Add DT entry for KBC controller with compatibility as "nvidia,tegra114-kbc".
Signed-off-by: Laxman Dewangan <ldewangan@nvidia.com>
Signed-off-by: Stephen Warren <swarren@nvidia.com>
Add APB DMA requestor and serial aliases for serial controller.
There are two serial drivers i.e. 8250 based simple serial driver
and APB DMA based serial driver for higher baudrate and performace.
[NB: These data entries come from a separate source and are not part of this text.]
PR #194, opened 2022-01-20
Feat/components/add disabled button control

InteractiveTimmy:
# Description

The scope of the changes in this pull request are to add the disabled ui state to `<ButtonControl />`.

# Screenshots

Screen Shot 2022-01-20 at 5 33 11 PM
Screen Shot 2022-01-20 at 5 33 05 PM
Screen Shot 2022-01-20 at 5 32 58 PM
Screen Shot 2022-01-20 at 5 32 52 PM

# Links

[SPARK-299712](https://jira-eng-gpk2.cisco.com/jira/browse/SPARK-299712)

### DIFF
--- a/src/components/ButtonControl/ButtonControl.style.scss
+++ b/src/components/ButtonControl/ButtonControl.style.scss
@@ -1,14 +1,10 @@
 .md-button-control-wrapper {
   align-items: center;
-  background-color: rgba(0, 0, 0, 0); // IEFIX
   background-color: var(--button-ghost-background);
-  border: 0rem solid rgba(0, 0, 0, 0); // IEFIX
   border: var(--md-globals-border-clear);
-  color: rgba(0, 0, 0, 0.95); // IEFIX
   color: var(--button-ghost-text);
   cursor: pointer;
   display: flex;
-  font-family: CiscoSansTT; // IEFIX
   font-family: var(--md-globals-font-default);
   height: 2rem;
   justify-content: center;
@@ -19,17 +15,29 @@
   width: 2rem;
 
   &:hover {
-    background-color: rgba(0, 0, 0, 0.07); // IEFIX
     background-color: var(--button-ghost-background-hovered);
-    color: rgba(0, 0, 0, 0.95); // IEFIX
     color: var(--button-ghost-text-hovered);
   }
 
   &:active {
-    background-color: rgba(0, 0, 0, 0.2); // IEFIX
     background-color: var(--button-secondary-background-pressed);
-    color: rgba(0, 0, 0, 0.95); // IEFIX
     color: var(--button-secondary-text-pressed);
+  }
+
+  &[data-disabled='true'] {
+    background-color: var(--button-ghost-background);
+    color: var(--button-primary-text-disabled);
+    cursor: auto;
+
+    &:hover {
+      background-color: var(--button-ghost-background);
+      color: var(--button-primary-text-disabled);
+    }
+
+    &:active {
+      background-color: var(--button-ghost-background);
+      color: var(--button-primary-text-disabled);
+    }
   }
 
   &[data-circular='true'] {
--- a/src/components/ButtonControl/ButtonControl.tsx
+++ b/src/components/ButtonControl/ButtonControl.tsx
@@ -1,8 +1,8 @@
-import React, { cloneElement, FC } from 'react';
+import React, { FC } from 'react';
 import classnames from 'classnames';
 
 import ButtonSimple from '../ButtonSimple';
-import Icon from '../Icon';
+import Icon, { ICON_CONSTANTS, IconProps } from '../Icon';
 
 import { ICONS, STYLE } from './ButtonControl.constants';
 import { Props } from './ButtonControl.types';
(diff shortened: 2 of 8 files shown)


src/components/ButtonControl/ButtonControl.style.scss
```diff
@@ -19,19 +15,31 @@
...
-    background-color: rgba(0, 0, 0, 0.2); // IEFIX
     background-color: var(--button-secondary-background-pressed);
-    color: rgba(0, 0, 0, 0.95); // IEFIX
     color: var(--button-secondary-text-pressed);
   }
 
+  &[data-disabled='true'] {
+    background-color: var(--button-ghost-background);
+    color: var(--button-primary-text-disabled);
+    cursor: auto;
```
cscheffauer, line 30: so auto uses the browser default - would it make more sense to do a `not allowed` for the disabled state?

src/components/ButtonControl/ButtonControl.tsx
```diff
@@ -15,26 +15,30 @@ const ButtonControl: FC<Props> = (props: Props) => {
...
-
-  let controlElement = <Icon name={iconName} weight="bold" autoScale />;
+  const iconProps: IconProps = {
+    autoScale: true,
+    name: iconName,
+    weight: ICON_CONSTANTS.WEIGHTS.bold,
+  };
 
   // Unique icon configurations
   switch (iconName) {
```
cscheffauer, line 25: theres a switch with only one case - this should be refactored to a if statement

src/components/ButtonControl/ButtonControl.tsx
```diff
@@ -15,26 +15,30 @@ const ButtonControl: FC<Props> = (props: Props) => {
...
 
   return (
     <ButtonSimple
       className={classnames(STYLE.wrapper, className)}
       data-circular={isCircular}
+      data-disabled={props.isDisabled}
       {...otherProps}
     >
-      {controlElement}
+      <Icon {...iconProps} />
```
cscheffauer, line 41: instead of constructing the iconProps on the top and then modifying it once, it would be actually better to do it as a inline JSX here - like: 
```
{ iconName === ICONS.favorite ? 
< Icon with the props to apply />
:
< Icon with the other props to apply />
```

src/components/ButtonControl/ButtonControl.unit.test.tsx
```diff
@@ -52,6 +52,14 @@ describe('<ButtonControl />', () => {
 
       expect(container).toMatchSnapshot();
     });
+
+    it('should match snapshot with isDisabled', async () => {
```
cscheffauer, line 56: as of now with enzyme we do these attribute tests - i think that attribute test for disabled is missing here

src/components/ButtonControl/ButtonControl.tsx
```diff
@@ -15,26 +15,30 @@ const ButtonControl: FC<Props> = (props: Props) => {
...
+        ? 'var(--button-primary-text-disabled)'
+        : 'var(--theme-text-warning-normal)';
       break;
   }
 
   return (
     <ButtonSimple
       className={classnames(STYLE.wrapper, className)}
       data-circular={isCircular}
+      data-disabled={props.isDisabled}
```
cscheffauer, line 38: `isDisabled` should be destructured on the top as the other props to keep it consistent i think

src/components/ButtonControl/ButtonControl.style.scss
InteractiveTimmy: This is something we'll need to discuss, but other disabled states use the auto for button's being disabled.

src/components/ButtonControl/ButtonControl.tsx
InteractiveTimmy: It's set to switch in the case of a smaller refactor of adding additional buttons [i.e. if we add an announcement button, etc].

This can be switched to an if for now as described in this comment.

src/components/ButtonControl/ButtonControl.tsx
InteractiveTimmy: This does increase the amount of refactor work in the case that we need to add additional custom icon props for different icons.

I will make sure to make the change to the commented details though.

src/components/ButtonControl/ButtonControl.unit.test.tsx
InteractiveTimmy: Since these tests are explicitly UI, and the attribute is tested downstream [in `<ButtonSimple />`], there's no need to add a redundant attribute test.

src/components/ButtonControl/ButtonControl.tsx
InteractiveTimmy: Destructuring it at the top requires it to be passed into `<ButtonSimple />` again:

```jsx
return (
  <ButtonSimple
    /* ...other props... */
    data-disabled={isDisabled}
    isDisabled={isDisabled}
    /* ...otherProps... */
  />
```

cscheffauer: ah i see - that makes sense then! :)

cscheffauer (approved):

PR #196, opened 2022-01-24
Chore/meeting list item/improvements

torgeadelin:
# Description

Added a `GrayStatic` variation for the `MeetingListItem` component.
Only difference is that is has no hover color (compared to `Gray`)
# Screenshot

image


src/components/MeetingListItem/MeetingListItem.style.scss
```diff
@@ -22,6 +22,17 @@
     }
   }
 
+  &[data-color='GrayStatic'] {
```
InteractiveTimmy, line 25: Interesting color name choice.

InteractiveTimmy (approved):
Looks good! I don't think we need tests for this change either [unless someone thinks otherwise]. Awesome job.

PR #198, opened 2022-01-24
feat(components/popover): add manual triggers

InteractiveTimmy:
# Description

The scope of the changes in this pull request are to amend the abstracted functional logic from `Tippy.js` for externally handling popovers from outside of the provided trigger component.

# Links

[SPARK-300653](https://jira-eng-gpk2.cisco.com/jira/browse/SPARK-300653)

### DIFF
--- a/src/components/Popover/Popover.stories.args.ts
+++ b/src/components/Popover/Popover.stories.args.ts
@@ -8,7 +8,7 @@ export default {
   trigger: {
     description: `Determines the events that cause the Popover to show.
     Multiple event names should be separated by spaces. For example to allow both click and hover, use \`click mouseenter\` as the trigger.
-    Possible event names: \`click\`, \`mouseenter\`, \`focusin\`, \`manual\` (to programmatically trigger the popover)`,
+    Possible event names: \`click\`, \`mouseenter\`, \`focusin\`, \`manual\` (to programmatically trigger the popover, this disables the popover-close events on DOM focus change)`,
     control: { type: 'text' },
     table: {
       type: {
--- a/src/components/Popover/Popover.tsx
+++ b/src/components/Popover/Popover.tsx
@@ -46,6 +46,8 @@ const Popover: FC<Props> = (props: Props) => {
   return (
     <LazyTippy
       ref={tippyRef}
+      /* needed to prevent the popover from closing when the focus is changed via click events */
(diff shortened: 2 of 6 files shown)


torgeadelin (approved):
lgtm!

src/components/Popover/Popover.stories.args.ts
```diff
@@ -8,7 +8,7 @@ export default {
   trigger: {
     description: `Determines the events that cause the Popover to show.
     Multiple event names should be separated by spaces. For example to allow both click and hover, use \`click mouseenter\` as the trigger.
-    Possible event names: \`click\`, \`mouseenter\`, \`focusin\`, \`manual\` (to programmatically trigger the popover)`,
+    Possible event names: \`click\`, \`mouseenter\`, \`focusin\`, \`manual\` (to programmatically trigger the popover, this disabled on-focus-change popover-close events)`,
```
cscheffauer, line 11: what does this line mean? i don't understand the last part :D

src/components/Popover/Popover.tsx
```diff
@@ -46,6 +46,7 @@ const Popover: FC<Props> = (props: Props) => {
   return (
     <LazyTippy
       ref={tippyRef}
+      hideOnClick={!trigger.includes('manual')}
```
cscheffauer, line 49: would recommend adding a short description above it why this is necessary

src/components/Popover/Popover.types.ts
```diff
@@ -90,6 +91,11 @@ export interface Props {
    */
   setInstance?: React.Dispatch<React.SetStateAction<PopoverInstance>>;
 
+  /**
+   * Whether or not this component is visible on render.
+   */
+  visible?: boolean;
```
cscheffauer, line 97: this prop should be removed, since its not reliable - we should use the popoverInstance.show() or .hide() for it instead (as discussed)

src/components/Popover/Popover.tsx
InteractiveTimmy: added.

src/components/Popover/Popover.types.ts
InteractiveTimmy: removed, forgot to remove this from my local changes before pushing.

cscheffauer (approved):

The simple serial driver is selected by compatible value
"nvidia,tegra114-uart", "nvidia,tegra20-uart", and the APB DMA based
driver is selected by compatible value "nvidia,tegra114-hsuart",
"nvidia,tegra30-hsuart".
Signed-off-by: Laxman Dewangan <ldewangan@nvidia.com>
Signed-off-by: Stephen Warren <swarren@nvidia.com>
NVIDIA's Tegra114 has 5 I2C controllers. These controllers have the
following changes which makes incompatible with previous hardware:
- Single clock source to I2C controller.
- Interrupt support for per packet transfer.
Add DT entry for I2C controllers and make it compatible with
"nvidia,tegra114-i2c".
Signed-off-by: Laxman Dewangan <ldewangan@nvidia.com>
[swarren: fixed location of status property for consistency]
Signed-off-by: Stephen Warren <swarren@nvidia.com>
NVIDIA's Tegra114 has 32 channels APB DMA controller. Add DT entry for
APB DMA controllers and make it compatible with "nvidia,tegra114-apbdma".
Tegra114 DMA controller is not compatible with Tegra30/Tegra20 DMA
controller driver as in Tegra114, the global pause also clock gate the
DMA register and hence it iw not possible to write the DMA register
with global pause.
Signed-off-by: Laxman Dewangan <ldewangan@nvidia.com>
[swarren: fixed DT node order]
Signed-off-by: Stephen Warren <swarren@nvidia.com>
This patch adds a device tree node for the four PWM controllers present
on Tegra114.
Signed-off-by: Andrew Chew <achew@nvidia.com>
Signed-off-by: Stephen Warren <swarren@nvidia.com>
This patch adds in the SDHCI nodes for the busses supported on Tegra114
boards.
Signed-off-by: Pritesh Raithatha <praithatha@nvidia.com>
[Rhyland added clk refs to & reordered sdhci nodes and removed spaces]
Signed-off-by: Rhyland Klein <rklein@nvidia.com>
[swarren: fixed DT node sort order]
Signed-off-by: Stephen Warren <swarren@nvidia.com>
Add references to tegra_car clocks for the basic device nodes. Also remove
the clock-frequency property of the serial node as the UART driver can now
use the clock framework to obtain the frequency.
Signed-off-by: Peter De Schrijver <pdeschrijver@nvidia.com>
Acked-by: Mike Turquette <mturquette@linaro.org>
Signed-off-by: Stephen Warren <swarren@nvidia.com>
The PMC HW is not 100% compatible across all Tegra series. We need to
specify them in DT.
Signed-off-by: Joseph Lo <josephl@nvidia.com>
Signed-off-by: Stephen Warren <swarren@nvidia.com>
Tegra114 has the GPIO controllers with 8 GPIO bank and each bank
supports 32 pins.
Add DT entry for GPIO controller. Tegra114 GPIO controller is
compatible with Tegra30 GPIO controller driver.
Signed-off-by: Laxman Dewangan <ldewangan@nvidia.com>
Signed-off-by: Stephen Warren <swarren@nvidia.com>
Initial support for Tegra 114 SoC. This is expected to be included in
the board DTS files, Tegra 114 SoC based evaluation board family.